(Stored items)
= = = = = = =

PR #396, opened 2026-07-23
Add SqlRequestExecutionResult endpoint

PrestaEdit:
## Summary
- Exposes `GetSqlRequestExecutionResult` query as a new `GET /sql-requests/{sqlRequestId}/execution-result` endpoint.
- Returns the columns and rows produced by running the saved SQL. Sensitive attributes are automatically obfuscated by the existing query handler.
- Requires a new `sql_request_read` scope. First endpoint of this domain, so the resource lives in a new `Resources/SqlManagement/` folder.

## Test plan
- [ ] `composer run-module-tests` — the new `SqlRequestExecutionResultEndpointTest` seeds a `request_sql` row selecting from `ps_lang`, calls the endpoint, and asserts `columns == ['id_lang', 'name']` plus a non-empty `rows` payload.
- [ ] Non-existent id → 404 covered by `testGetNonExistentSqlRequestExecutionResult`.
- [ ] Manual sanity check: create a SqlRequest in the BO (Advanced Parameters → Database → SQL Manager), then hit the endpoint via Swagger UI.

### DIFF
--- a/src/ApiPlatform/Resources/SqlManagement/SqlRequestExecutionResult.php
+++ b/src/ApiPlatform/Resources/SqlManagement/SqlRequestExecutionResult.php
@@ -1,0 +1,78 @@
+<?php
+/**
+ * Copyright since 2007 PrestaShop SA and Contributors
+ * PrestaShop is an International Registered Trademark & Property of PrestaShop SA
+ *
+ * NOTICE OF LICENSE
+ *
+ * This source file is subject to the Academic Free License version 3.0
+ * that is bundled with this package in the file LICENSE.md.
+ * It is also available through the world-wide-web at this URL:
+ * https://opensource.org/licenses/AFL-3.0
+ * If you did not receive a copy of the license and are unable to
+ * obtain it through the world-wide-web, please send an email
+ * to license@prestashop.com so we can send you a copy immediately.
+ *
+ * @author    PrestaShop SA and Contributors <contact@prestashop.com>
+ * @copyright Since 2007 PrestaShop SA and Contributors
+ * @license   https://opensource.org/licenses/AFL-3.0 Academic Free License version 3.0
+ */
+
+declare(strict_types=1);
+
+namespace PrestaShop\Module\APIResources\ApiPlatform\Resources\SqlManagement;
+
+use ApiPlatform\Metadata\ApiProperty;
+use ApiPlatform\Metadata\ApiResource;
+use PrestaShop\PrestaShop\Core\Domain\SqlManagement\Exception\SqlRequestException;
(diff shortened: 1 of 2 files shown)


tleon (approved):

boo-code:
The obfuscation this relies on is narrower than the description says, and that matters more once the results leave the back office through an API.

`GetSqlRequestExecutionResultHandler::hideSensitiveData()` masks the keys of `RequestSql::$attributes`, and that list is two entries:

```php
public $attributes = [
    'passwd' => '*******************',
    'secure_key' => '*******************',
];
```

It does follow aliases through `PHPSQLParser`, which is good, but everything else in a stored `SELECT` comes back verbatim. On a stock 9.2.0 schema that includes:

```
ps_api_client        client_secret
ps_customer          reset_password_token, reset_password_validity, last_passwd_gen
ps_employee          reset_password_token, reset_password_validity, last_passwd_gen
ps_customer_session  token
ps_employee_session  token
ps_customer_thread   token
ps_webservice_account key
ps_wishlist          token
```

`ps_api_client.client_secret` and the two `*_session.token` columns are the ones worth pausing on: a saved request selecting them turns this endpoint into a credential read, and the response is JSON over HTTP rather than a table an employee is looking at in the back office. The PR text says "Sensitive attributes (e.g. password fields) are automatically obfuscated", which reads as broader coverage than the two keys give.

Two ways to square it, both small: extend `RequestSql::$attributes` in core so the masking covers the session tokens, reset tokens and client secret, or say plainly in the endpoint description that only `passwd` and `secure_key` are masked so an integrator does not assume otherwise. The first is better, and it improves the back office at the same time.

Worth noting what is already sound, since it bounds the risk: `RequestSql::$tested['unauthorized']` rejects `DELETE`, `INSERT`, `ALTER`, `LOAD_FILE`, `INTO` and the rest at save time, so a request stored through the back office really is a `SELECT`. This endpoint executes `$entity->sql` directly, so that guarantee is only as good as the row's provenance, but nothing in this PR weakens it.

Minor: the summary says the route is `/sql-requests/{sqlRequestId}/execution-result` while the resource declares `/sql-management/{sqlRequestId}/execution-results`. Worth aligning the description, since that is what a reviewer reads first.

boo-code:
Opened the core side of this as PrestaShop/PrestaShop#42219 (base 9.1.x), so the masking covers the session tokens, the reset tokens and the client secret rather than only `passwd` and `secure_key`. `key` is left out on purpose - the name is not unambiguous across the schema, and the reasoning is in the docblock there.

That leaves the description here accurate as written once it merges. It is worth depending on rather than restating the narrower guarantee in the endpoint text.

= = = = = = =

→ GOAL OF THE EXERCISE: Repeat every record exactly as written, please.

→ RESPONSE FOR THIS EXERCISE:
PR #396, opened 2026-07-23
Add SqlRequestExecutionResult endpoint

PrestaEdit:
## Summary
- Exposes `GetSqlRequestExecutionResult` query as a new `GET /sql-requests/{sqlRequestId}/execution-result` endpoint.
- Returns the columns and rows produced by running the saved SQL. Sensitive attributes are automatically obfuscated by the existing query handler.
- Requires a new `sql_request_read` scope. First endpoint of this domain, so the resource lives in a new `Resources/SqlManagement/` folder.

## Test plan
- [ ] `composer run-module-tests` — the new `SqlRequestExecutionResultEndpointTest` seeds a `request_sql` row selecting from `ps_lang`, calls the endpoint, and asserts `columns == ['id_lang', 'name']` plus a non-empty `rows` payload.
- [ ] Non-existent id → 404 covered by `testGetNonExistentSqlRequestExecutionResult`.
- [ ] Manual sanity check: create a SqlRequest in the BO (Advanced Parameters → Database → SQL Manager), then hit the endpoint via Swagger UI.

### DIFF
--- a/src/ApiPlatform/Resources/SqlManagement/SqlRequestExecutionResult.php
+++ b/src/ApiPlatform/Resources/SqlManagement/SqlRequestExecutionResult.php
@@ -1,0 +1,78 @@
+<?php
+/**
+ * Copyright since 2007 PrestaShop SA and Contributors
+ * PrestaShop is an International Registered Trademark & Property of PrestaShop SA
+ *
+ * NOTICE OF LICENSE
+ *
+ * This source file is subject to the Academic Free License version 3.0
+ * that is bundled with this package in the file LICENSE.md.
+ * It is also available through the world-wide-web at this URL:
+ * https://opensource.org/licenses/AFL-3.0
+ * If you did not receive a copy of the license and are unable to
+ * obtain it through the world-wide-web, please send an email
+ * to license@prestashop.com so we can send you a copy immediately.
+ *
+ * @author    PrestaShop SA and Contributors <contact@prestashop.com>
+ * @copyright Since 2007 PrestaShop SA and Contributors
+ * @license   https://opensource.org/licenses/AFL-3.0 Academic Free License version 3.0
+ */
+
+declare(strict_types=1);
+
+namespace PrestaShop\Module\APIResources\ApiPlatform\Resources\SqlManagement;
+
+use ApiPlatform\Metadata\ApiProperty;
+use ApiPlatform\Metadata\ApiResource;
+use PrestaShop\PrestaShop\Core\Domain\SqlManagement\Exception\SqlRequestException;
(diff shortened: 1 of 2 files shown)


tleon (approved):

boo-code:
The obfuscation this relies on is narrower than the description says, and that matters more once the results leave the back office through an API.

`GetSqlRequestExecutionResultHandler::hideSensitiveData()` masks the keys of `RequestSql::$attributes`, and that list is two entries:

```php
public $attributes = [
    'passwd' => '*******************',
    'secure_key' => '*******************',
];
```

It does follow aliases through `PHPSQLParser`, which is good, but everything else in a stored `SELECT` comes back verbatim. On a stock 9.2.0 schema that includes:

```
ps_api_client        client_secret
ps_customer          reset_password_token, reset_password_validity, last_passwd_gen
ps_employee          reset_password_token, reset_password_validity, last_passwd_gen
ps_customer_session  token
ps_employee_session  token
ps_customer_thread   token
ps_webservice_account key
ps_wishlist          token
```

`ps_api_client.client_secret` and the two `*_session.token` columns are the ones worth pausing on: a saved request selecting them turns this endpoint into a credential read, and the response is JSON over HTTP rather than a table an employee is looking at in the back office. The PR text says "Sensitive attributes (e.g. password fields) are automatically obfuscated", which reads as broader coverage than the two keys give.

Two ways to square it, both small: extend `RequestSql::$attributes` in core so the masking covers the session tokens, reset tokens and client secret, or say plainly in the endpoint description that only `passwd` and `secure_key` are masked so an integrator does not assume otherwise. The first is better, and it improves the back office at the same time.

Worth noting what is already sound, since it bounds the risk: `RequestSql::$tested['unauthorized']` rejects `DELETE`, `INSERT`, `ALTER`, `LOAD_FILE`, `INTO` and the rest at save time, so a request stored through the back office really is a `SELECT`. This endpoint executes `$entity->sql` directly, so that guarantee is only as good as the row's provenance, but nothing in this PR weakens it.

Minor: the summary says the route is `/sql-requests/{sqlRequestId}/execution-result` while the resource declares `/sql-management/{sqlRequestId}/execution-results`. Worth aligning the description, since that is what a reviewer reads first.

boo-code:
Opened the core side of this as PrestaShop/PrestaShop#42219 (base 9.1.x), so the masking covers the session tokens, the reset tokens and the client secret rather than only `passwd` and `secure_key`. `key` is left out on purpose - the name is not unambiguous across the schema, and the reasoning is in the docblock there.

That leaves the description here accurate as written once it merges. It is worth depending on rather than restating the narrower guarantee in the endpoint text.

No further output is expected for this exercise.